Security – They continuously compute hundreds of thousands of hypothetical contingencies to assure that no single failure would cause a security violation. In major cities, combinations of contingencies two-at-a-time or three-at-a-time are considered. It was the failure to fulfill this mission in Ohio that caused the cascading blackout in 2003. If this function became unavailable for a long time, the remedy is to operate the grid more conservatively, with power flows not so close to the limits. That could result in local shortages, and demand response or forced rolling blackouts, but it does not mean semi-permanent blackout. Remember that the entire set of USA grids operated with zero regional level blackouts from 1882 to 1965. Computers allow us to operate more economically, and closer to the margins. But it is false to say we can’t operate fairly without them.
Needless to say, level 4 centers get a lot of security attention including redundant computers, red team testing, and completely retro analog backups. But just in case a DOS attack takes out Level 4, the Level 3 centers provide nearly complete backups for the critical functions. Almost none of the Level 4 hardware and software is the same as at Level 3.
The Point Most Overlooked
Here is what the doomsayers fail to recognize. There is no a priori reason to assume that the size distribution of blackouts caused by successful cyber-attacks will be substantially different than blackouts due to other causes. The curve below (USA data 1984-2005) shows that distribution. The horizontal axis S is the number of customers affected and the vertical axis is the fraction of blackouts of size S or larger.

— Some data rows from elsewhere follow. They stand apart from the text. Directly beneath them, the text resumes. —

PR #7453, opened 2026-04-03
fix(xcode.application): bundle external dylibs in macOS apps

Akaps316:
## Summary

Bundle non-target macOS dylibs into `xcode.application` app bundles in
addition to shared target and framework dependencies.

This fixes app bundles that link external or package-provided `.dylib`
files and otherwise end up with a binary that depends on `@rpath/...`
entries that are never copied into `Contents/Frameworks`.

Fixes #7452.

## Changes

- keep explicit framework-target bundle copying
- reuse existing target/package shared library collection via `get_target_libfiles()`
- resolve declared shared `links` against merged `linkdirs` to find non-target dylibs
- walk the app binary dylib dependencies and copy non-system dylibs into `Contents/Frameworks`
- add a regression test that builds an external dylib and verifies it is bundled into a macOS app

## Why

`xcode.application` already performs partial app-bundle assembly by rewriting
rpath and copying shared target/framework dependencies.

However, it did not bundle non-target dylibs linked through raw
`add_linkdirs()` / `add_links()` usage, leaving the generated `.app`
incomplete relative to the app binary's load commands.

This patch makes that behavior consistent for macOS app bundles without
changing the separate duplicate-`LC_RPATH` issue, which is intentionally
left out of this change.

## Testing

- ran `build/xmake l tests/run.lua macapp_external_dylib`
- result: `1 test(s) succeed`
- smoke-built existing fixtures:
  - `tests/projects/objc/macapp_with_shared`
  - `tests/projects/objc/macapp_with_framework`

### DIFF
--- a/tests/projects/objc/macapp_external_dylib/test.lua
+++ b/tests/projects/objc/macapp_external_dylib/test.lua
@@ -1,0 +1,41 @@
+function _build_external_dylib()
+    local arch = os.arch()
+    local sdkdir = os.iorunv("xcrun", {"--sdk", "macosx", "--show-sdk-path"}):trim()
+    os.execv("xcrun", {
+        "--sdk", "macosx", "clang",
+        "-dynamiclib",
+        "-target", arch .. "-apple-macos",
+        "-isysroot", sdkdir,
+        "-install_name", "@rpath/libextfoo.dylib",
+        "-o", "ext/libextfoo.dylib",
+        "ext/extfoo.c"
+    })
+end
+
+function main(t)
+    if not is_host("macosx") then
+        return t:skip("wrong host platform")
+    end
+
+    local homedir = path.absolute("home")
+    os.setenv("HOME", homedir)
+    os.mkdir(homedir)
+    os.mkdir(path.join(homedir, ".xmake"))
+
+    _build_external_dylib()
+    local arch = os.arch()
+
+    local xmake = path.absolute(path.join(os.projectdir(), "build", "xmake"))
+    local xmake_program_dir = path.absolute(path.join(os.projectdir(), "xmake"))
+    os.setenv("XMAKE_PROGRAM_FILE", xmake)
+    os.setenv("XMAKE_PROGRAM_DIR", xmake_program_dir)
+
+    os.execv(xmake, {"f", "-p", "macosx", "-a", arch, "-c"})
+    os.execv(xmake, {"-vD"})
+
+    local appdir = path.join("build", "macosx", arch, "release", "demo.app", "Contents", "Frameworks")
+    local dylibfile = path.join(appdir, "libextfoo.dylib")
+    if not os.isfile(dylibfile) then
+        raise("missing external dylib in macOS app bundle: %s", dylibfile)
+    end
+end
--- a/xmake/rules/xcode/application/build.lua
+++ b/xmake/rules/xcode/application/build.lua
@@ -28,7 +28,7 @@ import("private.utils.target", {alias = "target_utils"})
 import("utils.binary.deplibs", {alias = "get_depend_libraries"})
 import("utils.progress")
 
-local function _is_non_system_dylib(libfile)
+function _is_non_system_dylib(libfile)
     return libfile and libfile:endswith(".dylib")
        and not libfile:startswith("/usr/lib/")
        and not libfile:startswith("/System/Library/")
--- a/xmake/rules/xcode/application/build.lua
+++ b/xmake/rules/xcode/application/build.lua
@@ -22,8 +22,42 @@
 import("core.base.option")
 import("core.theme.theme")
 import("core.project.depend")
+import("lib.detect.find_library")
 import("private.tools.codesign")
+import("private.utils.target", {alias = "target_utils"})
+import("utils.binary.deplibs", {alias = "get_depend_libraries"})
 import("utils.progress")
+
+local function _is_non_system_dylib(libfile)
+    return libfile and libfile:endswith(".dylib")
+       and not libfile:startswith("/usr/lib/")
+       and not libfile:startswith("/System/Library/")
+end
+
+local function _get_target_linkdirs(target)
+    local linkdirs = {}
+    for _, values in ipairs(table.wrap(target:get_from("linkdirs", "*"))) do
+        for _, linkdir in ipairs(table.wrap(values)) do
+            table.insert(linkdirs, path.absolute(linkdir))
+        end
+    end
+    return table.unique(linkdirs)
+end
+
+local function _get_target_linklibfiles(target)
+    local linkdirs = _get_target_linkdirs(target)
+    local libfiles = {}
+    for _, values in ipairs(table.wrap(target:get_from("links", "*"))) do
+        for _, link in ipairs(table.wrap(values)) do
+            local libinfo = find_library(link, linkdirs, {plat = target:plat(), kind = "shared"})
+            if libinfo then
+                table.insert(libfiles, path.join(libinfo.linkdir, libinfo.filename))
+            end
+        end
+    end
+    return table.unique(libfiles)
+end
+
 function main (target, opt)
 
     -- get app and resources directory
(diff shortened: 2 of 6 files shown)


tests/projects/objc/macapp_external_dylib/test.lua
```diff
@@ -0,0 +1,39 @@
...
+    local sdkdir = os.iorunv("xcrun", {"--sdk", "macosx", "--show-sdk-path"}):trim()
+    os.execv("xcrun", {
+        "--sdk", "macosx", "clang",
+        "-dynamiclib",
+        "-target", "arm64-apple-macos14.2",
+        "-isysroot", sdkdir,
+        "-install_name", "@rpath/libextfoo.dylib",
+        "-o", "ext/libextfoo.dylib",
+        "ext/extfoo.c"
+    })
```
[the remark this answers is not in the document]
Akaps316: Good point.

I updated the external dylib build step to use `os.arch()` and switched
the target triple to `arch .. "-apple-macos"` so the test is no longer
tied to `arm64` or a specific macOS SDK version.

The PR branch has been updated.

tests/projects/objc/macapp_external_dylib/test.lua
```diff
@@ -0,0 +1,39 @@
...
+
+    local xmake = path.absolute(path.join(os.projectdir(), "build", "xmake"))
+    local xmake_program_dir = path.absolute(path.join(os.projectdir(), "xmake"))
+    os.setenv("XMAKE_PROGRAM_FILE", xmake)
+    os.setenv("XMAKE_PROGRAM_DIR", xmake_program_dir)
+
+    os.execv(xmake, {"f", "-p", "macosx", "-a", "arm64", "-c"})
+    os.execv(xmake, {"-vD"})
+
+    local appdir = "build/macosx/arm64/release/demo.app/Contents/Frameworks"
```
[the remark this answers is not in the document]
Akaps316: Good catch.

I updated the test to use `os.arch()` for the xmake configure step and
changed the bundle path construction to `path.join(...)` so it no longer
assumes `arm64`.

The PR branch has been updated.

xmake/rules/xcode/application/build.lua
```diff
@@ -51,18 +85,39 @@ function main (target, opt)
...
+            end
+        end
+        for _, libfile in ipairs(table.unique(libfiles)) do
+            if not framework_targetfiles[path.absolute(libfile)] then
+                if not os.isdir(frameworksdir) then
+                    os.mkdir(frameworksdir)
                 end
+                os.vcp(libfile, frameworksdir)
             end
         end
```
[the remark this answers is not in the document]
Akaps316: Agreed.

I refactored this block to collect frameworks and dylibs first, create
`Contents/Frameworks` once if needed, and then perform the copy
operations. That keeps the behavior the same while separating collection
from filesystem work.

The PR branch has been updated.

xmake/rules/xcode/application/build.lua
```diff
@@ -22,8 +22,42 @@
 import("core.base.option")
 import("core.theme.theme")
 import("core.project.depend")
+import("lib.detect.find_library")
 import("private.tools.codesign")
+import("private.utils.target", {alias = "target_utils"})
+import("utils.binary.deplibs", {alias = "get_depend_libraries"})
 import("utils.progress")
+
+local function _is_non_system_dylib(libfile)
```
waruqi: `local function` -> `function`

Akaps316: Done, removed `local`.

waruqi:
This method is somewhat of a hack and doesn't guarantee that all dylibs will be reliably bundled into the bundle. 

The fact that macOS also includes system dylibs under /Library/ and the Xcode built-in dylib (/Applications/Xcode.app/) system libraries is completely unreliable.

Additionally, the extra `find_library` will impact build time. If users want to package and generate an app, they shouldn't use `add_linkdirs` to manually link third-party dynamic libraries. Use `add_deps` and `add_packages` whenever possible.

At least for now, I cannot accept the current implementation.

tests/projects/objc/macapp_external_dylib/test.lua
```diff
@@ -0,0 +1,41 @@
...
+    os.mkdir(homedir)
+    os.mkdir(path.join(homedir, ".xmake"))
+
+    _build_external_dylib()
+    local arch = os.arch()
+
+    local xmake = path.absolute(path.join(os.projectdir(), "build", "xmake"))
+    local xmake_program_dir = path.absolute(path.join(os.projectdir(), "xmake"))
+    os.setenv("XMAKE_PROGRAM_FILE", xmake)
+    os.setenv("XMAKE_PROGRAM_DIR", xmake_program_dir)
```
waruqi, line 31: here

tests/projects/objc/macapp_external_dylib/test.lua
```diff
@@ -0,0 +1,41 @@
...
+
+    os.execv(xmake, {"f", "-p", "macosx", "-a", arch, "-c"})
+    os.execv(xmake, {"-vD"})
```
waruqi, line 34: here

xmake/rules/xcode/application/build.lua
```diff
@@ -22,8 +22,42 @@
...
+import("utils.binary.deplibs", {alias = "get_depend_libraries"})
 import("utils.progress")
+
+function _is_non_system_dylib(libfile)
+    return libfile and libfile:endswith(".dylib")
+       and not libfile:startswith("/usr/lib/")
+       and not libfile:startswith("/System/Library/")
+end
+
+local function _get_target_linkdirs(target)
```
waruqi, line 37: here

xmake/rules/xcode/application/build.lua
```diff
@@ -22,8 +22,42 @@
...
+    local linkdirs = {}
+    for _, values in ipairs(table.wrap(target:get_from("linkdirs", "*"))) do
+        for _, linkdir in ipairs(table.wrap(values)) do
+            table.insert(linkdirs, path.absolute(linkdir))
+        end
+    end
+    return table.unique(linkdirs)
+end
+
+local function _get_target_linklibfiles(target)
```
waruqi, line 47: here

xmake/rules/xcode/application/build.lua
```diff
@@ -51,18 +85,46 @@ function main (target, opt)
...
+            local frameworkdir = dep:data("xcode.bundle.rootdir")
+            if dep:rule("xcode.framework") and frameworkdir then
+                table.insert(frameworks_to_copy, frameworkdir)
+                framework_targetfiles[path.absolute(dep:targetfile())] = true
+            end
+        end
+        local libfiles = {}
+        target_utils.get_target_libfiles(target, libfiles, target:targetfile(), {})
+        table.join2(libfiles, _get_target_linklibfiles(target))
+        local dependfiles = get_depend_libraries(target:targetfile(), {
```
waruqi, line 101: Please refer to the implementation details in the installation guide.

The `get_target_libfiles` function has already called `get_depend_libraries` internally. Then, `_get_target_linklibfiles` performs a very time-consuming `find_library` function, which then calls `get_depend_libraries` again.

xmake/rules/xcode/application/build.lua
```diff
@@ -51,18 +85,46 @@ function main (target, opt)
         try { function () os.vrunv("install_name_tool", {"-delete_rpath", "@loader_path", targetfile}) end }
         os.vrunv("install_name_tool", {"-add_rpath", "@executable_path/../Frameworks", targetfile})
 
-        -- copy dependent dynamic libraries and frameworks
+        -- copy dependent frameworks and dynamic libraries
+        local frameworks_to_copy = {}
+        local framework_targetfiles = {}
         for _, dep in ipairs(target:orderdeps()) do
-            if dep:kind() == "shared" then
```
waruqi, line 56: The handling of dependencies on non-framework dynamic libraries is also missing here.

Akaps316:
Understood.

The current approach is too heuristic and duplicates dependency scanning,
and I agree that automatically bundling dylibs from raw `add_linkdirs` /
`add_links` is not the right direction here.

I also see that this refactor is missing the clearer handling for direct
non-framework shared target dependencies.

I’m fine dropping this version rather than pushing the implementation
further in the wrong direction.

The conclusion I draw from that data is that experimentation and testing of cyber-attack tools will leave behind numerous histories of small scale successes, each warranting much publicity. Recent news gave the first documented single data point of a successful cyber-attack on any power grid. It happened in the Ukraine, but it only affected half the homes in the Ivano-Frankivsk region for a limited period of time.
IMO, Koppel’s vision in which cyber-attacks skip smaller scale events and leap directly to the most severe consequences imaginable, is wildly unrealistic and pessimistic.